Apesar de tratar-se de um fenômeno nacional, cada estado impõe a análise de particularidades que, para Burgos, devem ser estudadas, fazendo um balanço por estado. Maria Alice acrescenta que os acontecimentos têm colorações locais, mas é possível observar uma onda mais larga que vem crescendo desde os anos 1980:
– Há um movimento globalizado por direitos que certamente tem tonalidades globais. Estamos falando de uma coisa maior que não afeta apenas a democracia brasileira, a juventude brasileira, as demandas por direitos no Brasil; estamos numa onda ascendente, numa luta globalizada por direitos que se manifesta de muitas maneiras, com traços muitos próximos a esses a que temos assistido, desde pelo menos o final dos anos 80.
Segundo Maria Alice, um movimento planetário tem sacudido as praças do mundo, seja nos arredores de Paris, nos bairros pobres de Londres, nos anos 2000, nas praças das cidades do Oriente Médio, da África, a partir do ano de 2010, no Occupy de Nova York no outono de 2011 e em Istambul. Fazem parte desse movimento global por direitos: a valorização da liberdade e a desmilitarização da polícia, regularizando ações violentas; demandas por moralização da política e diminuição dos índices de corrupção.
Segundo Luiz Werneck Vianna, há um fenômeno geracional nas “jornadas de junho”. Ele não vê os ventos de uma revolução, mas acredita que o que está à tona é um movimento propício para o aprofundamento das instituições da democracia. E que, por mais que muitos temam os caminhos que podem ser tomados, não há justificativas para temores maiores: “Vamos pisar com cuidado, porque queremos defender nossos sonhos”, citando.

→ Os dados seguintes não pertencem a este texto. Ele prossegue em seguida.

PR #35, opened 2020-09-24
Getpid

jesings:
I see that the 31 is not aligned in the syscall list, but if there are any other fixes you see I'll include them in the same commit


rennergade:
There seems to be some mmap stuff in here, and a bunch of weird edits to the lind_platform file, including getting rid of PythonFunc0, which I think we need?

jesings:
I don't see what you mean by mmap stuff.
The edits to the lind platform files are mostly a few syntactic choices (i.e. opening curly brace on the same line) that were different from the rest of the file.
I got rid of PythonFunc1, not PythonFunc0, which I believe was a variant of PythonFunc that I believe was for sending objects for packed structs to be returned but is deprecated and unused. If you think that belongs in a different commit or not at all I can take that out, I'm not 100% sure why I did that 4 months ago in this commit. I think I removed it here because some deprecated getpid path used it.

rennergade:
If you look in the commits there are some mmap labeled commits. 

Yeah, let's leave that function in for now. It seems like we're going to have to rework some things on the rpc side so I'd rather do it in one sweep to avoid confusion.

jesings:
Oh the mmap stuff is because I branched getpid off of mmap but those mmap changes should already have been merged into develop separately so although they're listed here nothing will actually be merged. I'll leave the CallPythonFunc1 in for now, I'll let you know when I've made the commit reverting that and fixing the alignment in the header.

PR #38, opened 2020-11-11
Only copy stack from stack pointer, drastically reducing copy time in…

jesings:
… fork


rennergade (approved):
This all looks great.

PR #39, opened 2020-11-11
Remove extra syscalls from NaCl

rennergade:
Removed fstat in open and mmap
Changed open to create NaClDesc for directories instead of NaClDir, and getdents to go directly to a safeposix call to avoid using NaCl dirs. This allows the removal of stat in open.


jesings (commented):
Looks good, if a bit complicated as you're getting rid of a lot of stuff. I am wondering how you tell whether a file is a directory or not within open without doing an fxstat, as I don't see you determining that elsewhere. Did this difference just not matter?

rennergade:
> Looks good, if a bit complicated as you're getting rid of a lot of stuff. I am wondering how you tell whether a file is a directory or not within open without doing an fxstat, as I don't see you determining that elsewhere. Did this difference just not matter?

We're basically removing dir's on the NaCl side completely, so we don't need this fstat anymore. Errors are handled internally by safeposix so it was redundant.

PR #40, opened 2020-11-13
Fix NaClFdToRepyFD in lind_syscalls to fix sort/file problems & fix open to return -1 when failed.

rennergade:


src/trusted/service_runtime/nacl_syscall_common.c
```diff
@@ -654,7 +654,7 @@ int32_t NaClSysOpen(struct NaClAppThread  *natp,
                     int                   flags,
                     int                   mode) {
   struct NaClApp       *nap = natp->nap;
-  uint32_t             retval = -NACL_ABI_EINVAL;
+  int32_t              retval = -NACL_ABI_EINVAL;
```
jesings: An int rather than an int32_t would probably make more sense to me here.

src/trusted/service_runtime/nacl_syscall_common.c
```diff
@@ -722,10 +722,14 @@ int32_t NaClSysOpen(struct NaClAppThread  *natp,
...
           nap->cage_id, (uintptr_t) hd, path, flags, mode, retval);
-  if (!retval) {
+  if (retval >= 0) {
     retval = NaClSetAvail(nap, ((struct NaClDesc *) NaClDescIoDescMake(hd)));
     NaClLog(1, "Entered into open file table at %d\n", retval);
   }
+  else {
+    NaClLog(1, "Open returned error %d\n", retval);
+    return -NACL_ABI_EPERM;
+  }
```
jesings: I'd put this above where you currently have your if block and remove the if statement, so something like
```
if(retval < 0) {
    NaClLog(1, "Open returned error %d\n", retval);
    return -NACL_ABI_EPERM;
}
retval = NaClSetAvail(nap, ((struct NaClDesc *) NaClDescIoDescMake(hd)));
NaClLog(1, "Entered into open file table at %d\n", retval);
```
Not a big deal but seems a little cleaner to me.

jesings (commented):
Looks pretty much good to me.

rennergade:
Ok, great comments, I made those changes.

PR #813, opened 2017-09-10
MMOD: fix loss from ignored rects when using loss_per_missed_target != 1

reunanen:
Extract this fix from #812, to be handled separately.


davisking:
Thanks for another PR, this is a good catch :)

PR #824, opened 2017-09-17
Added SARSA + Qlearning RL algorithms

adrianjav:
Hi Davis, I was planning to upload on my own repository some RL algorithms I implemented months ago and when I checked they weren't in dlib.

So I've added Q-learning and SARSA algorithms to dlib. My implementation was very basic and it used the whole state space, so I've tried to adapt them to use the feature_extractor structure properly. Their code is quite similar to the one in lspi.h and I've been thinking of using a template superclass to gather their common parts but I haven't managed to do it yet in a way I like.

I'm planning to write a proper example that uses openai to test them but for now the tests based on the one in lspi.cpp work fine.

I'm not used to contribute in open source projects, any suggestion to improve the code is well received :)


davisking:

Para os especialistas, parece cedo para falar de um resultado dessas “jornadas”, pois, ao que tudo indica, o movimento começa a se aprofundar:
– As Jornadas de Junho já entraram por julho, estão longe de estarem concluídas, e não é hora de fazermos balanços, juízos ou uma espécie de avaliação do resultado do movimento. Estamos ainda convivendo com ele. Há marcas visíveis de que o movimento está se aprofundando e, em alguns casos, assumindo outras características. Estamos lidando com as características do movimento, agora em uma nova face – resumiu a professora Maria Alice Rezende de Carvalho, citando as ações em estradas, que interromperam a circulação de carros e cargas em vias estratégicas do país.

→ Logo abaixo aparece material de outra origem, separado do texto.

Issue #121, opened 2016-05-23
Python dlib => no extract_image_chips() and get_face_chip_details()


joeking11829:
Hi All,

I want to use dlib face alignment in my python program.
but, i cannot find method extract_image_chips() and get_face_chip_details() .

if i want to get alignment face using python dlib.
Should I implement it by myself or i missed something !?

Any comment !?

davisking:
Right, that's not in the pyhton API

AbdealiJK:
@davisking Any particular reason for that ?
Could you point in the direction to how someone can add it to the API ?

davisking:
There is no reason, just haven't gotten around to it.

All the code for the pyhton API is in the tools/python folder.

e-fominov:
Anybody working add this functions into python interface?

vinnitu:
I need it too.
Anybody have python wrapper yet?

PR #827, opened 2017-09-18
Image alignment and saving using Python

visionworkz:
Thank you for accepting my earlier code and adding it to dlib.

Here I have just added the size and padding as optional parameters for save_face_chip

### DIFF
--- a/python_examples/face_alignment.py
+++ b/python_examples/face_alignment.py
@@ -27,31 +27,26 @@
 #   Or downloaded from http://opencv.org/releases.html
 
 import sys
-import os
+
 import dlib
-import glob
 import cv2
 import numpy as np
 
-if len(sys.argv) != 4:
+if len(sys.argv) != 3:
     print(
         "Call this program like this:\n"
-        "   ./face_alignment.py shape_predictor_5_face_landmarks.dat dlib_face_recognition_resnet_model_v1.dat ../examples/faces/bald_guys.jpg\n"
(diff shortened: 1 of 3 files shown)


visionworkz:
Getting face chips aids in alignment as mentioned in this issue:
https://github.com/davisking/dlib/issues/121

davisking:
Thanks for another PR.  It generally looks good.  But you should clean up the example program.  For instance, why does it include the face recognition stuff when it isn't used?

visionworkz:
Thanks for your feedback @davisking. I have cleaned up the file.

visionworkz:
One thing I noticed is that calling save_face_chips frequently from Python (for example, once every time a face is detected, and also from different processes) results in some corrupt JPEG files though no error is thrown.

davisking:
Maybe you are writing to the same file?

visionworkz:
No. The file prefix I'm passing down is:
`datetime.datetime.now().isoformat()`

So for every batch of faces to be written to disk, the file prefix is quite unique.

I will try adding a UUID to it as well.

I looked at the code for save_jpeg, at first I thought it might be a memory problem if it is async. But looking at the code, it seems to be a sync call.

davisking:
I highly doubt it's something in libpng or dlib.  Python has horrible
support for multi-threading.  It's probably just a bug in how you are using
python.

visionworkz:
I'm using Python mainly to crawl datasets and build live (anonymous) ones while people pass by a camera.

davisking:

A revolução deve ser transmitida
Se por um tempo acreditou-se que as tecnologias da informação poderiam tirar as pessoas das ruas e segmentar de acordo com preferências muito localizadas, hoje não se tem dúvidas de que é exatamente o contrário: elas não só repovoaram as ruas, como apresentaram uma enorme capacidade de lidar com a adversidade.
Werneck Vianna defendeu que estiveram nas ruas as classes médias mais novas que cresceram numa sociedade cada vez mais qualificada como uma sociedade de direitos, e que as bandeiras levantadas foram pela concretização dos direitos já adquiridos:
– Crescemos numa sociedade de direitos que tem cada vez mais essa qualificação. Mas esses direitos ficaram distantes, abstratos, não se concretizaram. A Carta de 1988 não é uma constituição a ser combatida.
Werneck Vianna lembrou ainda o papel da imprensa na democracia brasileira:
– O que temos feito é denunciar a presença do passado, do antigo, do anacrônico. E durante muito tempo foi pela mídia que isso se deu, nos escândalos que dia a dia se repetem, no acompanhamento de CPIs, de processos criminais que ameaçaram a República com a corrupção.
Maria Alice traçou um paralelo entre as jornadas de junho e movimentos nas praças e parques de Paris, Nova York, Istambul, e falou do ressurgimento da cidade como um centro para se pensar política, centro esse que muitos trabalhadores não têm condições iguais de acesso, devido à atual morfologia urbana, no caso do Rio. Para ela, a manifestação também denunciou a deficiência da opção pelo modelo rodoviário.
– A cidade é um plano de fundo de conflitos, que não são necessariamente para serem resolvidos de maneira violenta. Eles têm que se expressar e têm que ter canais institucionais para que se expressem e busquem a melhor solução – apontou Maria Alice.